A Service Level Agreement (SLA) is a contractual commitment between a vendor and customer that defines the maximum acceptable response and resolution times for support tickets by priority level. SLA breaches — where actual resolution time exceeds the committed window — trigger financial penalties including service credits, pro-rated refunds, or contract termination clauses. For B2B SaaS companies, SLA compliance is a direct revenue protection mechanism.

Why it matters for B2B support

Enterprise B2B SLAs typically define 3–4 priority tiers: P1 (production down, 15–30 min response, 4 hr resolution), P2 (major feature broken, 1 hr response, 8 hr resolution), P3 (degraded performance, 4 hr response, 24 hr resolution), and P4 (general questions, 8 hr response, 72 hr resolution). SLA breach economics are severe: a single P1 breach for a $200K/year enterprise customer can cost $10K–$50K in credits. At 5% monthly churn risk per breach, a single missed SLA on a $1M ARR account represents $50K in expected annual revenue loss.

Key benchmarks

P1: 4 hrs

maximum resolution time in typical enterprise B2B SLA

$10K–$100K

cost per SLA breach in enterprise B2B contracts

40%

of SLA breaches caused by investigation delay, not agent unavailability

2 min

Altor investigation time vs. 20–45 min manual — eliminates investigation-driven breaches

How Altor helps

Altor helps meet SLA targets by starting investigation the moment a ticket arrives, rather than when an agent picks it up. This eliminates the queue-to-investigation gap that causes most SLA breaches.

FAQ

What is an SLA in customer support?

An SLA in customer support is a contractual promise that defines maximum response and resolution times. Tier 1 (P1) issues — production outages — typically require a 15–30 minute first response and 4-hour resolution.
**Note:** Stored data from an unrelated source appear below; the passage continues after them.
PR #953, opened 2024-03-22
Refactor Preview for WorkspaceEdit with `needsConfirmation` flag

BoykoAlex:
`WorkspaceEdit` has a map of change annotations where any change annotation is associated with edits from the workspace edit. If any of change annotations has `needsConfirmation` flag on then VSCode would bring up the refactor preview with annotated changes unchecked.

This PR proposes similar (but not the same, there are limitations) behaviour into Eclipse.
If there is at lease one change annotation that requires confirmation then refactor wizard is opened with the Preview page opened. All changes would be checked marked as I couldn't find how to control this piece. Another limitation is Eclipse text edits are in reverse order (they are applied in reverse order for a reason) but the preview doesn't allow to set the tree sorter on the preview tree.

@rubenporras @mickaelistria @martinlippert feedback, ideas are welcomed :-)

### DIFF
--- a/org.eclipse.lsp4e/src/org/eclipse/lsp4e/LSPEclipseUtils.java
+++ b/org.eclipse.lsp4e/src/org/eclipse/lsp4e/LSPEclipseUtils.java
@@ -1,5 +1,5 @@
 /*******************************************************************************
- * Copyright (c) 2016, 2022 Red Hat Inc. and others.
+ * Copyright (c) 2016, 2024 Red Hat Inc. and others.
  * This program and the accompanying materials are made
  * available under the terms of the Eclipse Public License 2.0
  * which is available at https://www.eclipse.org/legal/epl-2.0/
@@ -70,9 +70,12 @@ import org.eclipse.core.resources.ResourcesPlugin;
 import org.eclipse.core.runtime.Adapters;
 import org.eclipse.core.runtime.CoreException;
 import org.eclipse.core.runtime.IPath;
+import org.eclipse.core.runtime.IProgressMonitor;
 import org.eclipse.core.runtime.NullProgressMonitor;
+import org.eclipse.core.runtime.OperationCanceledException;
 import org.eclipse.core.runtime.Path;
 import org.eclipse.core.runtime.Platform;
+import org.eclipse.core.runtime.Status;
 import org.eclipse.core.runtime.content.IContentType;
 import org.eclipse.core.runtime.content.IContentTypeManager;
 import org.eclipse.jdt.annotation.NonNull;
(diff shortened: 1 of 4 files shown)


org.eclipse.lsp4e/src/org/eclipse/lsp4e/LSPEclipseUtils.java
```diff
@@ -925,25 +933,79 @@ public static void applyWorkspaceEdit(WorkspaceEdit wsEdit, String label) {
...
-					Position start = range.getStart() != null ? range.getStart() : new Position(0, 0);
-					if (Display.getCurrent() != null) {
-						open(uri.toString(), new Range(start, start));
-					} else {
-						UI.getDisplay().asyncExec(() -> open(uri.toString(), new Range(start, start)));
-					}
-				});
+
+		if (wsEdit.getChangeAnnotations() != null && wsEdit.getChangeAnnotations().values().stream().anyMatch(ca -> ca.getNeedsConfirmation())) {
+			Refactoring refactoring = new Refactoring() {
```
rubenporras, line 938: Could we move lines 938-973 into `runRefactorWizardOperation` passing the `change` to that method instead of the `wizard` as now?

org.eclipse.lsp4e/src/org/eclipse/lsp4e/LSPEclipseUtils.java
```diff
@@ -925,25 +933,79 @@ public static void applyWorkspaceEdit(WorkspaceEdit wsEdit, String label) {
...
+					RefactoringWizard.NO_BACK_BUTTON_ON_STATUS_DIALOG
+			) {
+
+				@Override
+				protected void addUserInputPages() {
+					//no inputs required
+				}
+
+			};
+			if (Display.getCurrent() == null) {
```
rubenporras, line 974: for consistency within this method, could we invert the condition on `Display.getCurrent()` in the new or the old code so that they use the same condition and the the if/else is in the same order?

rubenporras (commented):
Hi Alex, 
the PR makes sense to me. I looks good to me but I do not know the Refactoring API at all.
My only comments are just some minor improvements on the code structure. If @martinlippert or @mickaelistria don't have further comments I would be happy if we merge it

org.eclipse.lsp4e/src/org/eclipse/lsp4e/LSPEclipseUtils.java
```diff
@@ -925,25 +933,79 @@ public static void applyWorkspaceEdit(WorkspaceEdit wsEdit, String label) {
...
+				UI.getDisplay().asyncExec(() -> runRefactorWizardOperation(wizard, label));
+			} else {
+				runRefactorWizardOperation(wizard, label);
 			}
```
mickaelistria, line 978: I think it would be better to put the UI thread check directly in `runRefactorWizardOperation`.

mickaelistria (commented):
I had a quick look and it seems good overally,
I'm disappointed that there isn't a utility for that already in Platform, something like `new ChangeRefactoringWizard(change)`, nor nothing alike (as far as I search it). So in absence of such a more straightforward API, this implementation seems to use the correct bits.
I support the overall comments about factorizing more stuff into the `runRefactorWizardOperation`.

org.eclipse.lsp4e/src/org/eclipse/lsp4e/LSPEclipseUtils.java
BoykoAlex: Yes, definitely!

org.eclipse.lsp4e/src/org/eclipse/lsp4e/LSPEclipseUtils.java
BoykoAlex: I'll create runOnUiThread(Runnable) in the UI class and use it here in both places

BoykoAlex:
@rubenporras @mickaelistria Thank you both very much for the prompt review :-)
I have added a commit to address the review comments with a few more changes:
1. Even if the workspace change is for one file that is opened in the editor in the case of `needsConfirmation` flag set to true we would still bring up the refactor preview. (I think this is rather obvious change)
2. Added `runOnUIThread(Runnable)` to the `UI` class add used it in `LSPEclipseUtils`
3. `ServerMessageHandler` use current active shell as the parent for `MessageDialog` instead of creating a new one - don't think you'd ever need to create a parent shell in Eclipse for a dialog. Creation of a new shell leaves its bounds undetermined the consequence of which is dialog box moves to bottom-right every time a new one is opened.

mickaelistria (approved):

rubenporras (approved):

rubenporras:
thank you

Breaching these triggers financial penalties and damages customer trust.

What are typical B2B SaaS SLA targets?

P1: 15 min response, 4 hr resolution. P2: 1 hr response, 8 hr resolution. P3: 4 hr response, 24 hr resolution. P4: 8 hr response, 72 hr resolution.

What happens when you breach an SLA?

Contractually: service credits (typically 5–25% of monthly fee per breach). Practically: eroded customer trust, increased churn risk, and escalation to executive sponsors.

How do you track SLA compliance?

SLA compliance is tracked by measuring time-to-first-response and time-to-resolution per ticket against the contracted tier thresholds. Modern helpdesks (Zendesk, Freshdesk, Intercom) have built-in SLA timers. The operational challenge is not tracking — it's investigation speed. The 20–45 minute manual investigation window is where most P1 SLAs are lost.

What is the difference between SLA and SLO?

An SLA is a contractual commitment with financial penalties. An SLO (Service Level Objective) is an internal target, often more aggressive than the contractual SLA. For example, your SLA might commit to 4-hour P1 resolution while your internal SLO targets 2 hours. SLOs give you buffer to absorb investigation delays without breaching the customer-facing SLA.